Она подумала о деньгах на еду, на художественные принадлежности, о месте для ночлега, об удобном для того, чтобы учиться, рабочем расписании. Но вслух снова ничего не пояснила.
На самом деле она уже подробно и тщательно, не один раз продумала план своих действий. Она съездит на работу, как-нибудь отбудет смену, ребята помогут, поймут состояние; утром она получит деньги, заначит их все, съездит домой, подкупит Чака, пообещает ему что-нибудь ценное, например, соврет, что у ее подруги спрятана подержанная, но дорогая электрогитара, и она, Карька, отдаст ему эту гитару. Чак отвлечет мать, Карька заберет документы и немногие ценные для нее вещи и уйдет, чтобы больше в эту квартиру не возвращаться никогда.
Она встала и пошла к двери. Шаман пошел за ней. Она так ни разу и не посмотрела ему в лицо, так что даже не знала, как он выглядит.
— Все-таки поедешь? — спросил он, отпирая для нее замок.
— Да.
— Мне категорически не хочется тебя отпускать.
Карька поняла это по-своему.
— О личном мы поговорим немного попозже, — как могла мягко проговорила она.
Шаман засмеялся.
— Я не имел в виду ничего личного.
Карька пожала плечами, уже вся — в мыслях о своих проблемах.
— Что бы ни случилось, ничего не бойся и помни, что все будет хорошо.

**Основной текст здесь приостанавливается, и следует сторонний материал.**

PR #3544, opened 2022-07-20
Nuke: Build workfile by template

friquette:
## Brief description
Following discussion https://github.com/pypeclub/OpenPype/discussions/2013
This PR depends on the Maya build workfile by template https://github.com/pypeclub/OpenPype/pull/3315

## Templated Build Workfile
Building a workfile using a template designed by users. Helping to assert homogeneous subsets hierarchy and imports. Template stored as file easy to define, change and customize for production needs.

**1. Make a template**

Make your template. Add nodes and everything needed for your tasks. Here is an example template for the compositing task using a placeholder.

image

The placeholder will be replaced by the nodes you want. To create a placeholder: **OpenPype > Template Builder > Create Place  Holder**

image

- **Configure placeholders**

Fill in the necessary fields (the optional fields are regex filters)

image

```
- Builder type: Wether the the placeholder should load current asset representations or linked assets representations

- Representation: Representation that will be loaded (ex: ma, abc, png, etc...)

- Family: Family of the representation to load (main, look, image, etc ...)

- Loader: Placeholder loader name that will be used to load corresponding representations

- Order: Priority for current placeholder loader (priority is lowest first, highet last)
```

- **Save your template**

**2. Configure Template**

- **Go to Studio settings > Project > Your DCC > Templated Build Settings**
- Add a profile for your task and enter path to your template

image

**3. Build your workfile**

- Open Nuke

- Build your workfile

image

PR #4797, opened 2023-04-06
Maya template builder - preserve all references when importing a template

mre7a:
## Changelog Description
When building a template with Maya template builder, we import the template and also the references inside the template file. This causes some problems:
- We cannot use the references to version assets imported by the template.
- When we import the file, the internal reference files are also imported. As a side effect, Maya complains about a reference that no longer exists. 

`// Error: file: /xxx/maya/2023.3/linux/scripts/AETemplates/AEtransformRelated.mel line 58: Reference node 'turntable_mayaSceneMain_01_RN' is not associated with a reference file.`

## Testing notes:
1. Create a template containing some references.
2. Build the workfile with template builder from openpype menu

### DIFF
--- a/openpype/hosts/maya/api/workfile_template_builder.py
+++ b/openpype/hosts/maya/api/workfile_template_builder.py
@@ -43,7 +43,13 @@ class MayaTemplateBuilder(AbstractTemplateBuilder):
             ))
 
         cmds.sets(name=PLACEHOLDER_SET, empty=True)
-        new_nodes = cmds.file(path, i=True, returnNewNodes=True)
+        new_nodes = cmds.file(
+            path,
+            i=True,
+            returnNewNodes=True,
+            preserveReferences=True,
+            loadReferenceDepth="all",
+        )
 
         cmds.setAttr(PLACEHOLDER_SET + ".hiddenInOutliner", True)
 


LiborBatek:
I think there shouldnt be any referenced files in ```Template File``` but only ```placeholders``` created via ```Template Creator```. 

So I guess its not valid request. @antirotor @iLLiCiTiT  can you confirm its like I said?

ClementHector:
@LiborBatek The purpose of the template file is to contain any type of data including placeholders. During the build phase the placeholders will be replaced by the data corresponding to the context.
We can say that it is a legitimate request.

LiborBatek:
> @LiborBatek The purpose of the template file is to contain any type of data including placeholders. During the build phase the placeholders will be replaced by the data corresponding to the context. We can say that it is a legitimate request.

My point is that template file should only/exclusively contain just placeholders....not any live reffed data. Tthas my point :)

ClementHector:
I understand your point of view but when we started developing this feature, the goal was not to have only placeholders. I invite you to consult the description of the first tickets and thoughts that led to the development of this feature.
https://github.com/ynput/OpenPype/discussions/2013
https://github.com/ynput/OpenPype/pull/2202
https://github.com/ynput/OpenPype/pull/3544
In your case it does nothing more than the `Build Workfile`

ClementHector:
If the template cannot integrate other things then for nuke we no longer have nodes that are connected to what is replaced by the placeholder.
And for maya, we can no longer put e which is replaced by the placeholder in the hierarchy.
And another point, maybe the reference didn't publish because it doesn't correspond to any asset, for example a lighting studio for asset reviews.

OlivierOsotimehin:
I agree that the best way  is to have proper loaded asset through Opype and not a "simple" reference. 
And that's a pull request that will be coming (able to load an asset from other project (library project), with the template builder).

Being able to reference an arbitrary scene enable us to quickly prototype template elements, test them through the pipeline without having to publish again, again and again a turntable remplate or a camera, etc we are building / finetuning

LiborBatek:
@mre7a I did try to test this but I have failed to replicate the conditions. Could elaborate more on it, describe your workflow/ testing steps.

for ie I dont really understand these steps you wrote:

_"When building a template with Maya template builder, we import the template and also the references inside the template file."_

If I am correct theres no any "import" step normally invovled when using ```template file```. Neither when creating the template itself nor when using that template file to create new workfile. 

Thanks.

mre7a:
@LiborBatek Sorry if I wasn't clear. 
Our template file contains not only placeholders (as expected), but also live references, and our problem is that the live references are imported into the scene and are no longer referenced.  
When building a template, the Maya template builder builds the template and also imports the references inside the template file. I use the word "import" because the link to the referenced file is broken and the references inside the model are completely integrated into the current scene. 
The template:
template_builder

The build scene:
template_builder_2

LiborBatek:
> When building a template, the Maya template builder builds the template and also imports the references inside the template file.

If I can reformat yout sentence it basically means this:

After using ```Create workfile from template file``` action, current maya ```workfile  file``` no longer contains maya references formerly present within the Template file. 

Btw thanks for the scrngrabs (these are very helpful! for debugging your issue). 

Also looking on your template setup (pic 1) you do use some sort of asset so it could be created via ```placeholders``` not standard maya reference. All should be working then. 

Does it have any special reason to create Template file like you do? Some benefits or any shortcommings when other method with placeholders?

mre7a:
@LiborBatek Thanks a lot for reformatting my sentences. 😄 
As @OlivierOsotimehin explained, I think the main reason here is that we can not use assets from other projects to build a template. 
Also 
> Being able to reference an arbitrary scene enable us to quickly prototype template elements, test them through the pipeline without having to publish again, again and again a turntable remplate or a camera, etc we are building / finetuning.

LiborBatek (approved):
After creating the workfile by ```template``` file it keeps the contained maya ```reference``` files in the scene as references.

image

LiborBatek:
There is one weird issue tho...I got each ```placeholder``` loaded 2x times with assets! 

This issue is not present in the latest ```develop``` tho. 
@mre7a  Could you try to merge develop into this PR?

LiborBatek (changes requested):
There is one weird issue tho...I got each ```placeholder``` loaded 2x times with assets! 

image

besides ```layout``` which is loaded just one time...

This issue is not present in the latest ```develop``` tho. 
@mre7a  Could you try to merge develop into this PR?

LiborBatek (approved):
Now all works as expected, references being preserved from ```Template file``` and
all assets correctly loaded...
image

openpype/hosts/maya/api/workfile_template_builder.py
```diff
@@ -43,7 +43,13 @@ def import_template(self, path):
             ))
 
         cmds.sets(name=PLACEHOLDER_SET, empty=True)
-        new_nodes = cmds.file(path, i=True, returnNewNodes=True)
+        new_nodes = cmds.file(
+            path,
+            i=True,
```
tokejepsen, line 48:
```suggestion
            import=True,
```
Better to have full argument names, so there is less guess work.

tokejepsen (dismissed):
Tested in Maya 2023.

Just 1 small code cosmetic request.

openpype/hosts/maya/api/workfile_template_builder.py
mre7a: I'm afraid this one has no long name.

Screen Shot 2023-05-03 at 12 00 45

Запомни это, ладно?
Так и не дождавшись от нее кивка, он закрыл за ней дверь.
Смену она провела великолепно. За нее сделали почти всю работу, а ее с руганью прогнала спать в одну из подсобок. Утром она получила деньги, немного подумала и почему-то, против своего обыкновения, спрятала их не на себе, а в своем личном запирающемся шкафчике на работе. Остаток предыдущей получки, впрочем, так и хранился в кармашке, пришитом к трусикам с изнанки.
Ее даже почти не шатало, когда она отправилась домой, и настроение поначалу было отличное. Солнечный день, по-весеннему теплый ветер тому очень способствовали. Погода была необычной, ведь праздник Покрова уже прошел, полагалось лежать снегу и трещать хоть небольшому морозцу.
Погода, правда, несколько испортилась, когда Карька подходила к дому, сделалось пасмурно и тихо. Пожухлые остатки листвы висели на ветках, как куски грязной ветоши. Один такой лист неожиданно отделился от корявого сучка и начал медленный полет, планируя галсами, как парусник против ветра, иногда приостанавливаясь и на секунду замирая в воздухе, похожий на бабочку или летучую мышь. Когда он подлетел поближе, стало видно, что это скелет летучей мыши или даже ее призрак. Лист истлел до ажурной прозрачности и стал похож на паутину. Карька вздрогнула, когда он приостановился перед ее лицом, а затем упал к ее ногам.